Photo Lee Unkrich, one of Pixar’s foremost animators, as a seventh grader. He stares at an image of a train engine on the screen of his school’s first computer. Wow, he thinks. However, some of the magic wears off when Lee discovers that the image didn’t appear simply by asking for “a picture of a train.” Instead, it had to be painstakingly coded and rendered – by hard-working people.
Now imagine Lee stumbles upon DALL-E 43 years later, an artificial intelligence that generates original works of art from human-supplied clues that could literally be as simple as “a picture of a train.” As he types words to create image after image, the Wow is back. Only this time it won’t go away. “It feels like a miracle,” he says say. “When the results came out, my breath was taken away and tears welled up in my eyes. It’s that magical.”
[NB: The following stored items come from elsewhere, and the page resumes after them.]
PR #8236, opened 2024-05-07
Fix v2 Migration Logic

### LINKED ISSUE #8233: V2 Migration Issues
### Description

After running the migration on mainnet data, it was discovered that the data is not being split correctly amongst the chunks. Also, the migration fails to copy `file_data' as there is a consensus_timestamp with 0 saved to the database and there is no partition for this to go in v2. 

### Steps to reproduce

1. Run migration
2. After the async_migration_status table is created, look at the last range. Notice it is way off.

### Additional context

_No response_

### Hedera network

other

### Version

v0.104.0-RC2

### Operating system

None

jnels124:
**Description**:

* Bump spring-cloud-gcp-dependencies to 5.2.1
* Fix calculation to split work evenly across copy jobs
* Add a migration to remove file_data from bootstrap address_book 

**Related issue(s)**:

Fixes #8233

**Notes for reviewer**:

**Checklist**


hedera-mirror-importer/src/main/resources/db/scripts/v2/migration.sh
```diff
@@ -147,18 +147,21 @@ getCursorConditions() {
...
+  log "Will split data into ${pctPerCursor}% chunks"
   local stats=$(PGPASSWORD="${SOURCE_DB_PASSWORD}" psql -q --csv -t -h "${SOURCE_DB_HOST}" -d "${SOURCE_DB_NAME}" -p "${SOURCE_DB_PORT}" -U "${SOURCE_DB_USER}" -c "${query}")
-
   while IFS="," read -r pct_of_total lower_bound upper_bound; do
     upperBound=$((upper_bound > upperBound ? upper_bound : upperBound))
-    local groupRange=$((upperBound - lower_bound))
-    local rangeToTake=$(echo "scale=10; (${pctPerCursor} / 100) * ${groupRange}" | bc)
     totalPct=$(echo "(${totalPct} + ${pct_of_total})" | bc)
+    local groupRange=$((upperBound - lower_bound))
+    local rangeToTake=$(echo "scale=10; ${groupRange} / (${totalPct} / ${pctPerCursor})" | bc)
```
steven-sheehy, line 156: nit: I believe this syntax might be a bit simpler/efficient:

```suggestion
    local rangeToTake=$(bc -S 10 -e "${groupRange} / (${totalPct} / ${pctPerCursor}")
```

hedera-mirror-importer/src/main/resources/db/migration/v1/V1.97.0__remove_bootstrap_addressbook.sql
```diff
@@ -0,0 +1,3 @@
+delete from file_data where consensus_timestamp=0 and entity_id=102;
+delete from address_book where start_consensus_timestamp=1;
+delete from address_book_entry where consensus_timestamp=1;
```
steven-sheehy, line 3: I'm not sure the impact on deleting these entries. Can we not just exclude these rows in the migration?

steven-sheehy (changes requested):

hedera-mirror-importer/src/main/resources/db/scripts/v2/migration.sh
```diff
@@ -147,18 +147,21 @@ getCursorConditions() {
...
   local -n cursors=$1 # Init array to hold cursor definitions
+  log "Will split data into ${pctPerCursor}% chunks"
   local stats=$(PGPASSWORD="${SOURCE_DB_PASSWORD}" psql -q --csv -t -h "${SOURCE_DB_HOST}" -d "${SOURCE_DB_NAME}" -p "${SOURCE_DB_PORT}" -U "${SOURCE_DB_USER}" -c "${query}")
-
   while IFS="," read -r pct_of_total lower_bound upper_bound; do
     upperBound=$((upper_bound > upperBound ? upper_bound : upperBound))
-    local groupRange=$((upperBound - lower_bound))
-    local rangeToTake=$(echo "scale=10; (${pctPerCursor} / 100) * ${groupRange}" | bc)
     totalPct=$(echo "(${totalPct} + ${pct_of_total})" | bc)
+    local groupRange=$((upperBound - lower_bound))
```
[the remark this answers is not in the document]
jnels124: the snake case vars are the db columns.

hedera-mirror-importer/src/main/resources/db/migration/v1/V1.97.0__remove_bootstrap_addressbook.sql
jnels124: Yes after doing some more testing I am inclined to agree. With writing partial address books etc and starting stopping at various times there is some corner cases. We can safely delete the file_data which is the only thing causing an issue. Current code will not add this file_data entry.

steven-sheehy: I think we still need them on the target db. Can we exclude during migration and manually copy the difficult rows over via a psql command in the migration?

hedera-mirror-importer/src/main/resources/db/scripts/v2/migration.sh
jnels124: I can not make this syntax work and the man page doesn't specify these options.
```
NAME
       bc - An arbitrary precision calculator language

SYNTAX
       bc [ -hlwsqv ] [long-options] [  file ... ]

DESCRIPTION
       bc is a language that supports arbitrary precision numbers with interactive execution of statements.  There are some similarities in the syntax to the C programming language.  A standard math library is available by command line option.  If requested, the math library is defined before processing any files.  bc starts by processing code from all the files listed on the command line in the order listed.  After all files have been processed, bc reads from
       the standard input.  All code is executed as it is read.  (If a file contains a command to halt the processor, bc will never read from the standard input.)

       This version of bc contains several extensions beyond traditional bc implementations and the POSIX draft standard.  Command line options can cause these extensions to print a warning or to be rejected.  This document describes the language accepted by this processor.  Extensions will be identified as such.

   OPTIONS
       -h, --help
              Print the usage and exit.

       -i, --interactive
              Force interactive mode.

       -l, --mathlib
              Define the standard math library.

       -w, --warn
              Give warnings for extensions to POSIX bc.

       -s, --standard
              Process exactly the POSIX bc language.

       -q, --quiet
              Do not print the normal GNU bc welcome.

       -v, --version
              Print the version number and copyright and quit.

   NUMBERS
       The most basic element in bc is the number.  Numbers are arbitrary precision numbers.  This precision is both in the integer part and the fractional part.  All numbers are represented internally in decimal and all computation is done in decimal.  (This version truncates results from divide and multiply operations.)  There are two attributes of numbers, the length and the scale.  The length is the total number of decimal digits used by bc to represent  a
       number and the scale is the total number of decimal digits after the decimal point.  For example:
               .000001 has a length of 6 and scale of 6.
               1935.000 has a length of 7 and a scale of 3.
```

hedera-mirror-importer/src/main/resources/db/migration/v1/V1.97.0__remove_bootstrap_addressbook.sql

Our machines have crossed a threshold. All our lives we’ve been reassured that computers weren’t capable of being truly creative. But suddenly, millions of people are now using a new breed of AIs to generate stunning, never-before-seen photos. Most of these users aren’t professional artists, like Lee Unkrich, and that’s the point: they don’t have to be. Not everyone can write, direct and edit an Oscar winner Toy Story 3 or Cocobut everyone can launch an AI image generator and type in an idea. What appears on screen is stunningly realistic and detailed. So the universal response: Wow. On four services alone—Midjourney, Stable Diffusion, Artbreeder, and DALL-E—people working with AIs are now collectively creating more than 20 million images a day. Brush in hand, artificial intelligence has become a wow engine.
Because these surprising AIs have learned their art from billions of photos taken by humans, their output hovers around what we expect photos to look like. But being an alien AI, fundamentally mysterious even to their creators, they restructure the new photos in a way no human is likely to imagine, filling in details most of us wouldn’t have the artistry to imagine , let alone execute the skills. They can also be instructed to generate more variations of something we like in seconds in whatever style we like. In the end, this is their greatest advantage: they can create new things that are recognizable and understandable, but at the same time completely unexpected.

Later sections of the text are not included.